__TASK__.
Output all the data below verbatim.

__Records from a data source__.

Issue #62, opened 2019-04-10
Bundle policy and code: invite policy makers to contribute their own work in their own formats


ElenaFdR:
'Bundle policy and code' encourages policy experts to use flowcharts (effectively) to chart the policy, but doesn't say anything about the formats for presenting policy that are more commonly used by policy people - probably something more like a long article or essay, potentially with graphs or diagrams.
Suggestions:
- Invite them to include their original policy papers (the work they did for their peers) so long as there's an English language translation
- Invite them to link to any explanations of the policy produced by the public administration for comms purposes (for example, for residents, or to sell the new policy politically)
- Make sure there's a cross reference from here to policy documentation in 'document your objectives'

ElenaFdR:
Additional thought: where either the code or the policy have to reference something that's specific to that policy environment (especially if in a non-English language), please include a brief English intro (eg Wikipedia link) to the concept.

ericherman:
@ElenaFdR when you say "invite" do you envision a MAY criteria or guidance text in the "Policy makers: what you need to do" section?

Ainali:
Let's plan a working session on this topic. We've recently gotten some feedback that also addresses this that we can incorporate.

Ainali:
Addressed by #504 and #505. If something is still missing, please create a new issue more narrow issue.

PR #504, opened 2021-06-14
Rephrase Document Objectives to highlight policy objectives

ericherman:
Rather than phrase the requirement in terms of "understandable by policy
makers", this phrasing connects the codebase goals to policy goals.

See also issue #62 

-----
[View rendered criteria/document-objectives.md](https://github.com/ericherman/standard-for-public-code/blob/policy-objectives-20210614/criteria/document-objectives.md)


Ainali (approved):
Nice! I think this better capture what we want to have documented, the clear line from the public policy to the code.

ericherman:
I suggest that whatever the wording, it must acknowledge that not all policy objectives are reflected in codebase, and similarly not all codebase objectives are going to be clear reflections of policy.

With that in mind, would wording similar to:

`Codebase documentation SHOULD clearly describe how policy objectives and codebase objectives are reflections of each other or connected.`

have lower "wedge" risk?

Ainali:
> The intent here, in my understanding, is to say that developers need to be able to describe what their code does to people who write code in a different language (policy makers) who are dependent on the code.

If this was the intent, perhaps we should keep this requirement (but making it clearer to make that intent clear)? 
What we tried to address was to make connection between the objectives of a policy (example: "The city should be a pleasant place for bikers and pedestrians") and a codebase objective (example: "The image algorithms should discover all cars parked on a bike lane or footpath"). The policy in itself have no objective of discovering cars, but how the codebase works is totally dependent on it.

bvhme:
I think you are right @Ainali, the challenge is indeed on how it is phrased in a way that the one is not excluding, since it is a bit grey-area all around.

In your example, the algorithm is also a form of policy, namely a computer run execution policy in service of a more abstract policy.

I suspect we need to create the space for the entire stack of abstractions of code to be documented instead of splitting them in the highest (laws/resolutions) and lowest level form (execution policy and software) without the intermediate levels.

felixfaassen (approved):

ericherman:
Would something like this be better?

```
The codebase SHOULD contain clear documentation of its objectives. Where applicable, codebase objectives should be expressed in terms of policy objectives.
 ```

**Comment by Ainali** [comment]
> Would something like this be better?
> 
> ```
> The codebase SHOULD contain clear documentation of its objectives. Where applicable, codebase objectives should be expressed in terms of policy objectives.
> ```

I don't know, this feels a bit mysterious to me and I am not really sure what it means. I guess what we want, but perhaps in a not so wordy phrasing is something like this:

```
The codebase SHOULD contain clear documentation of its objectives.
Especially, the documentation should explain how the codebase aims to solve the objectives of the public policies causing the creation of it.
```

ElenaFdR (approved):
Clear enough; I look forward to seeing how people act on it.

PR #513, opened 2021-08-16
Linkcheck: specify the minute

ericherman:
Specify a few minutes after the hour.


ElenaFdR (approved):
What advantage does this provide?

ericherman:
> What advantage does this provide?

First, while not specifying a minute is supported, it is more clear to specify a specific minute. Second, my hope is that some of the links which are less reliable will become more reliable if we specify a minute to fetch which is a few minutes after the top of the hour.

Issue #519, opened 2021-08-23
Add Digital Public Goods badge


Ainali:
We should add to the Standard that it is approved as Digital Public Goods. On the [printed version](https://github.com/publiccodenet/standard/blob/665e929f0c4bebea049915b2b096b44d52cc84a9/print.html) it would be fitting on the second page under the URL (line 284).

Where would it make sense in the online version?

Edit: 
- [x] Add badge on print.html
- [ ] Add badge in footer

ericherman:
Maybe in the footer with version, copyright, license, etc.

Ainali:
I believe the footer is entirely [footer-liquid](https://github.com/publiccodenet/jekyll-theme/blob/master/_includes/footer.liquid) in our Jekyll theme. How do we add something that should only show up in the footer on the Standard and not our other sites?

PR #520, opened 2021-08-23
Add DPG badge to print version

Ainali:
Works towards #519.


ericherman (approved):
I'm happy to get the print version in even before we decide where to add it to the on line version.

__EXERCISE RESULT__.
Issue #62, opened 2019-04-10
Bundle policy and code: invite policy makers to contribute their own work in their own formats


ElenaFdR:
'Bundle policy and code' encourages policy experts to use flowcharts (effectively) to chart the policy, but doesn't say anything about the formats for presenting policy that are more commonly used by policy people - probably something more like a long article or essay, potentially with graphs or diagrams.
Suggestions:
- Invite them to include their original policy papers (the work they did for their peers) so long as there's an English language translation
- Invite them to link to any explanations of the policy produced by the public administration for comms purposes (for example, for residents, or to sell the new policy politically)
- Make sure there's a cross reference from here to policy documentation in 'document your objectives'

ElenaFdR:
Additional thought: where either the code or the policy have to reference something that's specific to that policy environment (especially if in a non-English language), please include a brief English intro (eg Wikipedia link) to the concept.

ericherman:
@ElenaFdR when you say "invite" do you envision a MAY criteria or guidance text in the "Policy makers: what you need to do" section?

Ainali:
Let's plan a working session on this topic. We've recently gotten some feedback that also addresses this that we can incorporate.

Ainali:
Addressed by #504 and #505. If something is still missing, please create a new issue more narrow issue.

PR #504, opened 2021-06-14
Rephrase Document Objectives to highlight policy objectives

ericherman:
Rather than phrase the requirement in terms of "understandable by policy
makers", this phrasing connects the codebase goals to policy goals.

See also issue #62 

-----
[View rendered criteria/document-objectives.md](https://github.com/ericherman/standard-for-public-code/blob/policy-objectives-20210614/criteria/document-objectives.md)


Ainali (approved):
Nice! I think this better capture what we want to have documented, the clear line from the public policy to the code.

ericherman:
I suggest that whatever the wording, it must acknowledge that not all policy objectives are reflected in codebase, and similarly not all codebase objectives are going to be clear reflections of policy.

With that in mind, would wording similar to:

`Codebase documentation SHOULD clearly describe how policy objectives and codebase objectives are reflections of each other or connected.`

have lower "wedge" risk?

Ainali:
> The intent here, in my understanding, is to say that developers need to be able to describe what their code does to people who write code in a different language (policy makers) who are dependent on the code.

If this was the intent, perhaps we should keep this requirement (but making it clearer to make that intent clear)? 
What we tried to address was to make connection between the objectives of a policy (example: "The city should be a pleasant place for bikers and pedestrians") and a codebase objective (example: "The image algorithms should discover all cars parked on a bike lane or footpath"). The policy in itself have no objective of discovering cars, but how the codebase works is totally dependent on it.

bvhme:
I think you are right @Ainali, the challenge is indeed on how it is phrased in a way that the one is not excluding, since it is a bit grey-area all around.

In your example, the algorithm is also a form of policy, namely a computer run execution policy in service of a more abstract policy.

I suspect we need to create the space for the entire stack of abstractions of code to be documented instead of splitting them in the highest (laws/resolutions) and lowest level form (execution policy and software) without the intermediate levels.

felixfaassen (approved):

ericherman:
Would something like this be better?

```
The codebase SHOULD contain clear documentation of its objectives. Where applicable, codebase objectives should be expressed in terms of policy objectives.
 ```

**Comment by Ainali** [comment]
> Would something like this be better?
> 
> ```
> The codebase SHOULD contain clear documentation of its objectives. Where applicable, codebase objectives should be expressed in terms of policy objectives.
> ```

I don't know, this feels a bit mysterious to me and I am not really sure what it means. I guess what we want, but perhaps in a not so wordy phrasing is something like this:

```
The codebase SHOULD contain clear documentation of its objectives.
Especially, the documentation should explain how the codebase aims to solve the objectives of the public policies causing the creation of it.
```

ElenaFdR (approved):
Clear enough; I look forward to seeing how people act on it.

PR #513, opened 2021-08-16
Linkcheck: specify the minute

ericherman:
Specify a few minutes after the hour.


ElenaFdR (approved):
What advantage does this provide?

ericherman:
> What advantage does this provide?

First, while not specifying a minute is supported, it is more clear to specify a specific minute. Second, my hope is that some of the links which are less reliable will become more reliable if we specify a minute to fetch which is a few minutes after the top of the hour.

Issue #519, opened 2021-08-23
Add Digital Public Goods badge


Ainali:
We should add to the Standard that it is approved as Digital Public Goods. On the [printed version](https://github.com/publiccodenet/standard/blob/665e929f0c4bebea049915b2b096b44d52cc84a9/print.html) it would be fitting on the second page under the URL (line 284).

Where would it make sense in the online version?

Edit: 
- [x] Add badge on print.html
- [ ] Add badge in footer

ericherman:
Maybe in the footer with version, copyright, license, etc.

Ainali:
I believe the footer is entirely [footer-liquid](https://github.com/publiccodenet/jekyll-theme/blob/master/_includes/footer.liquid) in our Jekyll theme. How do we add something that should only show up in the footer on the Standard and not our other sites?

PR #520, opened 2021-08-23
Add DPG badge to print version

Ainali:
Works towards #519.


ericherman (approved):
I'm happy to get the print version in even before we decide where to add it to the on line version.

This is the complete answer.